What is needed here is every line of the records that includes "master".
::::
PR #1108, opened 2019-09-12
Add imagick and bcmath extensions.

nextgenthemes:
The https://wordpress.org/plugins/health-check/ plugin recommends it even thought the page it links to https://make.wordpress.org/hosting/handbook/handbook/server-environment/#php-extensions listing what is recommended by the WP hosting team has bcmath not listed, so not sure what its needed or recommenced for.

PR #1291, opened 2021-05-20
Add php-intl extension

joshuafredrickson:
Per the WordPress Hosting Team recommendation: https://make.wordpress.org/hosting/2021/05/20/why-hosters-should-install-the-php-intl-extension/


retlehs (approved):

retlehs:
nice, thank you!

swalkinshaw:
We should revisit https://github.com/roots/trellis/pull/1108 too

PR #1292, opened 2021-05-21
Add ImageMagick, ghostscript, bc_math and PDF thumbnails

joshuafredrickson:
Addresses #1108


swalkinshaw:
Thank you 🎉  tested and site health all passes

roles/php/vars/7.4.yml
```diff
@@ -3,7 +3,7 @@ php_extensions_default:
   php7.4-curl: "{{ apt_package_state }}"
   php7.4-dev: "{{ apt_package_state }}"
   php7.4-fpm: "{{ apt_package_state }}"
-  php7.4-gd: "{{ apt_package_state }}"
```
TangRufus, line 6: Note: Removing this line doesn't actually uninstall `php7.4-gd`. `php7.4-gd` would linger around if a server is provisioned before this PR.

`php7.4-gd: absent` is required to ensure it is being uninstalled.

Although I don't see any damage if having both `php7.4-gd` and `php7.4-imagick`, hard-to-reproduce tickets might come up in the future.

cc @swalkinshaw

joshuafredrickson: That's a good point. This would only keep `php-gd` from being added during provisioning. I agree that there shouldn't be issues with having `php-gd` and `php-imagick` installed concurrently on existing deployments.

As of 3.5, [WordPress will default to Imagick if available](https://github.com/WordPress/WordPress/blob/086edc3d12b381b129ec906819a5dd4c40b19eee/wp-includes/media.php#L3733) and fallback to GD and adds a filter for overriding this behavior. 

Would having both extensions always available be the more preferable route here?

swalkinshaw: I think this is kind of expected with Trellis by now and is _mostly_ consistent with how we do other package changes. We don't uninstall PHP version packages either for example.

I'm not against adding `php7.4-gd: absent` though.

strarsis:
What about adding the PHP SOAP extension? Some plugins like WooCommerce use/need it.
You may find this PHP extensions table interesting:
https://github.com/strarsis/docker-php-bedrock/blob/main/README.md#php-extensions

strarsis:
@joshuafredrickson: Pardon my ignorance, but I can't find where in this PR the `bc_math` PHP extension is added. 😼

Issue #1285, opened 2021-04-19
Logrotate script gives error; `service nginx rotate` command doesn't exist.


robrecord:
* [x] I've read the [guidelines for Contributing to Roots Projects](https://github.com/roots/.github/blob/master/CONTRIBUTING.md)
* [x] This request isn't a duplicate of an existing issue
* [x] I've read the [docs](https://roots.io/documentation/) and followed them (if applicable)
* [x] This is not a personal support request that should be posted on the [Roots Discourse](https://discourse.roots.io/) community

## Description

I am getting the following error in my cron emails:

```
/etc/cron.daily/logrotate:
Usage: /etc/init.d/nginx {start|stop|status|restart|reload|force-reload|upgrade|configtest|check-reload}
error: error running shared postrotate script for '"/srv/www/**/logs/*.log"
'
run-parts: /etc/cron.daily/logrotate exited with return code 1
```

## Steps to reproduce

1. Provision server with trellis
2. wait for logrotate

**Expected behavior:** [What you expect to happen]

Logs rotate with no error

**Actual behavior:** [What actually happens]

The error email given above

**Reproduces how often:** [What percentage of the time does it reproduce?]

Unknown, presumed always.

## Versions

Trellis 1.8.0

## Additional information

I dug around, and found that the command `rotate` was removed from the nginx init.d script, as per the following discussion:
https://bugs.launchpad.net/nginx/+bug/1450770/comments/7

This change appears to have been implemented incorrectly: e8d1b4a

I believe the command on line 20 of `group_vars/all/logrotate.yml` should be `service nginx reload >/dev/null 2>&1 `as per this fix: https://bugs.launchpad.net/nginx/+bug/1450770/comments/8

Not sure how to invoke to test completely other than waiting to see if it works. I presume there is a way to force a logrotate?

(I have commented the same report here: https://github.com/roots/trellis/pull/377#commitcomment-49694275 )

I am happy to make a pull request if I'm not barking up the wrong tree.

swalkinshaw:
https://bugs.launchpad.net/nginx/+bug/1450770/comments/8 seems to make sense. A PR would be welcome 👍

swalkinshaw:
Closed by https://github.com/roots/trellis/pull/1293

PR #1293, opened 2021-05-28
Correct logrotate error using reload over rotate

dalepgrant:
Relates to #1285 

Credit really to @robrecord for investigating the issue finding a solution [here](https://bugs.launchpad.net/nginx/+bug/1450770/comments/8).


swalkinshaw:
Thank you 🎉

PR #1294, opened 2021-06-01
Remove PHP version from messages

strarsis:
This PR removes the PHP versions from the messages.

Complements https://github.com/roots/trellis/pull/1284 (see https://github.com/roots/trellis/pull/1284#issuecomment-852086830).


swalkinshaw:
🎉  thank you

PR #1299, opened 2021-06-05
Add php-bcmath extension

joshuafredrickson:
This commit was missing from #1292. It adds the PHP bc_math extension. Thanks, @strarsis!


swalkinshaw:
Thanks!

PR #1309, opened 2021-08-12
Update Deploy Hook example's folder to public

jdebuchy:
Can we update folder name to `public` so it follows Sage 10 convention?


retlehs:
thank you!

PR #1313, opened 2021-10-17
Using variable for location instead of hard-coded

hemangajmera:
Currently `web` is hard-coded location path for nginx. This is true for bedrock. For sites which are not bedrock specific, it will be helpful to keep it configurable.
I know trellis only supports wordpress, but I am using this for even setting up laravel projects where the location path is `public` instead of `web`. I manually have to modify the nginx config, whenever I run ansible playbook for server.yml.


swalkinshaw:
I'm not against this in theory, but there are more references to `web` throughout Trellis. Ideally they'd all support this as well and I have a hunch in some cases it might not be so trivial since you want the variable to be site specific.

TangRufus:
I suggest we change the `deploy` tasks to use the `location_path` variable as well because it would help other developers to modify the `deploy` tasks for non-bedrock usages.

hemangajmera:
Have added another commit. Not sure if that is correct way.

PR #1320, opened 2021-11-11
Change MariaDB mirror source

swalkinshaw:
Digitalocean has proven to be an unreliable mirror so let's switch to another one (from the official MariaDB site).


jonlow:
Yep, this fixed a `apt cache update failed` error I was getting when provisioning a server today.

PR #1322, opened 2021-11-22
Update default PHP version to 8.0

swalkinshaw:


swalkinshaw:
PHP 8.1 is coming out in a few days so might as well wait for that

TangRufus (approved):

retlehs:
should 8.0 be the default though over 8.1 just because it's so new? we should definitely add 8.1 support at least tho, i think just by adding a dir to https://github.com/roots/trellis/tree/master/roles/php/vars?

swalkinshaw:
Yeah, actually there should probably be an between release with 8.0 at least.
::::
== EXPECTED OUTPUT ==
* [x] I've read the [guidelines for Contributing to Roots Projects](https://github.com/roots/.github/blob/master/CONTRIBUTING.md)
should 8.0 be the default though over 8.1 just because it's so new? we should definitely add 8.1 support at least tho, i think just by adding a dir to https://github.com/roots/trellis/tree/master/roles/php/vars?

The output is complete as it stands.